My daughter's docs surgery has a machine in the reception that you can DIY for a blood pressure check.
My docs doesn't.

I'm sure Boots has a BP thingie you can use. Maybe a few Bob but might be free. Phone the in store pharmacy and ask.
A GP would be your best bet, though.


----------



## stephec (5 Jun 2022)

Our GP used to do that kind of thing pre covid. 

When I was forty I got an invitation that I ignored, then when I was fifty I got the, 'now that you're a coffin dodger,' letter so I gave it a go. It was that memorable though that I can't remember what they did, although I was probably fitter at fifty than I was at forty.


----------



## vickster (5 Jun 2022)

ianrauk said:


> Call your GP and ask.
> Also for blood tests ( haemoglobin, vitamin d, iron and cholesterol etc) and blood pressure tests.



Plus HbA1c


----------



## vickster (5 Jun 2022)

Red17 said:


> Have tried to Google but can't find the answer



NHS health check
https://www.nhs.uk/conditions/nhs-health-check/what-is-an-nhs-health-check-new/

You can of course go private if you wish. Some employers offer at a reduced cost within their benefits too.
Friend of mine recently had a full CV work up including cardiac CT in Malaysia, cost about £500. Expect it’d be double that here though.
Bupa offer health checks as an example
https://www.bupa.co.uk/health/health-assessments/be-ahead
As do Nuffield, £839 for the full works
https://www.nuffieldhealth.com/heal...-assessment?gaCampaign=healthassessment_tiles


----------



## oldwheels (5 Jun 2022)

Just ask your GP tho' it will not be soon if they agree. I was referred for a routine heart check [ aortic stenosis actually] 12 weeks ago but nothin yet and probably a while yet.
I also get bloods done routinely every 12 weeks for whatever they think is needed at the time.


----------



## PaulSB (5 Jun 2022)

Red17 said:


> It's often advised that us oldies get a heart check before any particular big jump in excercise. Any ideas if this is something you can arrange via your GP or is it best to go private?
> 
> Have tried to Google but can't find the answer



What's a "heart check"? Surely you're either fit or not?
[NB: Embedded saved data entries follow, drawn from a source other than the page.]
Issue #686, opened 2016-01-16
After/before incorrectly generates warnings when inserting into Umple generated methods for associations.


Shikib:
Consider the following code:

```
class A{
  int a;
}

class B {
  1 -- * A;

  after addA {
    test();
  }
}
```

addA exists as a method because its is generated by Umple for the association between A and B. The code that prints out warnings for unidentified methods doesn't recognize addA because it doesn't attempt to determine any of the methods for an association.

TimLethbridge:
Check if this is still an issue

vahdat-ab:
This works. However, what I noticed is that there are two methods with the name addA `addA(int aA)` and `addA(A aA)`. This injection is applied to the second one. The question is that why we don't have it for the first one? it must be justified.

PR #977, opened 2017-01-27
Fix#682 - added warning for exclusion operation

a3994288:
## Description

The original issue was already handled.

I added warning 1014: 

> 1014: 3, "http://cruise.eecs.uottawa.ca/umple/PageBeingDeveloped.html", Excluded method '{0}' cannot be found. The exclusion was ignored. ;  

This will raise when there is an exclusion method like "!getMyBirth", and getMyBirth method does not exist.

## Tests

All tests were passed and no new test was added.

### DIFF
--- a/cruise.umple/src/UmpleInternalParser_CodeClass.ump
+++ b/cruise.umple/src/UmpleInternalParser_CodeClass.ump
@@ -3111,19 +3111,20 @@ private Boolean checkIsDistributed(UmpleInterface uInterface)
 
       Boolean matches = false;
       
-      Boolean exclusionMatch = true;
+      Boolean exclusionMatch = false;
 
       for(String methodName : methodNames) 
       { 
         if (uClass.matchOperationMethod(operation, methodName)) {
           matches = true;
+          exclusionMatch = true;
         }
         
         // issue#682
         else if(operation.charAt(0) =='!') {
           matches = true;
-          if (!uClass.matchOperationMethod(operation.substring(1), methodName)) {
-            exclusionMatch = false;
+          if (uClass.matchOperationMethod(operation.substring(1), methodName)) {
+            exclusionMatch = true;
           }
         }
       }
--- a/cruise.umple/src/UmpleInternalParser_CodeClass.ump
+++ b/cruise.umple/src/UmpleInternalParser_CodeClass.ump
@@ -3096,7 +3096,9 @@ private Boolean checkIsDistributed(UmpleInterface uInterface)
 
   private void checkCodeInjectionValidity(Token injectToken, UmpleClass uClass) {
     ArrayList<String> methodNames = getAllMethodNames(uClass);
+    
     String[] allOperations = getOperationName(injectToken).split(",");
+    
     List<String> allParameters = getOperationsParameters(injectToken);
 
     String operationSource = getOperationSource(injectToken);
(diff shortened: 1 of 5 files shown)


vahdat-ab:
Thanks :-)
You need to write test cases for any issue fixed. 
When the compiler raises the issue, the name of methods comes with the exclamation marks. Just remove it and show the name of the method.
Another issue is that when there is no exclamation mark and the method does not exist, it shows the warning 1012 and 1014.  For example,
```
class Student
{
  before cityOfBirt { 
    if ( DEBUG) { System.out.println("accessing the name"); }
  }
}
```
output:
```
Warning 1012 on line 3 of file "test.ump":
Method 'cityOfBirt' cannot be found. Injection was ignored.
Warning 1014 on line 3 of file "test.ump":
Excluded method 'cityOfBirt' cannot be found. The exclusion was ignored.
```
The error code 1014 doesn't need to be raised. I think you can fix the main issue by investigating better how the warning code 1012 is raised and detected.

vahdat-ab:
Check the method `checkCodeInjectionValidity(Token injectToken, UmpleClass uClass)` in the file `UmpleInternalParser_CodeClass.ump`.
The issue is with this function`getOperationName(injectToken).split(",")`. It returns `!` as a part of method name. If you fix it, the whole issue is fixed.

a3994288:
@vahdat-ab  It should work now. Tests also added ( However, I am not sure if the filename of the tests I used are correct ). Please take a look. Thanks.

vahdat-ab:
I think there is sth wrong with the previous implementation.
Check this out 
```
class Student
{
  String textdata(){
    
  }
  before !textdata() { 
    if ( DEBUG) { System.out.println("accessing the name"); }
  }
}
```
Although the method is there, but it shows the error.
It also shows warning to the following example:
```
class Student
{
  String textdata(){
    
  }
  before textdata() { 
    if ( DEBUG) { System.out.println("accessing the name"); }
  }
}
```
Looks like the way methods are found and compared has been modified.

a3994288:
```
class Student
{
  String textdata( Integer i ){
  }
  
  before textdata( Integer i ){ 
    if ( DEBUG) { System.out.println("accessing the name"); }
  }
}  
```
The code above is working fine when the method has parameter, I will investigate more later.

a3994288:
@vahdat-ab When I am reading this user manual  
[http://cruise.eecs.uottawa.ca/umple/BeforeandAfterStatements.html](url)  
It says before/after statements are not available for methods for now, is that the reason the examples you provided are giving errors?

vahdat-ab:
Yes. It looks like. However, why 

> The code above is working fine when the method has parameter, I will investigate more later.

that above code is working. Is there a straightforward to fix that? if yes, please create another issue for that.

a3994288:
The above code with parameters actually does not work properly.  
For example, if you try this code(added a '!' after 'before' operation)  
```
class Student
{
  String textdata( Integer i ){
  }
  
  before !textdata( Integer i ){ 
    if ( DEBUG) { System.out.println("accessing the name"); }
  }
} 
```
It will NOT raise a error, but if generates Java code, the java code is absolutely wrong.  

Based on my understanding so far, I haven't seen a very straightforward way to fix it (I could be wrong!).  
However, I believe when 'before/after' operations support methods, all of those should be fixed automatically.  

Is there anyone working on developing the feature or you want to me to create an issue for that? Or, you want to consider that as part of issue#682 so I will just keep investigating on it?

a3994288:
@vahdat-ab I have not found an existing issue for this one (issue #686 is somewhat related), can I create an issue for it? However, in the user manual (http://cruise.eecs.uottawa.ca/umple/BeforeandAfterStatements.html), it says 

> The ability to do this with methods will be available soon  

Does that mean someone is working on it?  

BTW, this PR can be merged now if we want a separate issue.

vahdat-ab:
No one is working one it. Please create proper issues.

If you're an "oldie" presumably you get an annual health check. I'm 67 and have done this for +/- 10 years.


----------



## Arrowfoot (5 Jun 2022)

Blood test does a lot of things but it does not show physical defects of the heart. An ECG detects abnormal heart rhythms while Echocardiogram (ultrasound) shows the image of the heart as blood flows thru. The first is done by a nurse and the doctors reads it while the second is done by a consultant and you can see the image as he manipulates the devices to see the heart from various angles. If you can afford it, go private as NHS is unlikely to refer unless you have an existing condition or your blood tests is out of whack or the GP can hear irregularities with his stethoscope. If you are going via NHS, at least tell the doctor that you are stepping into some rigorous exercise and like an ECG done which is quite fast. He might put you on a treadmill. 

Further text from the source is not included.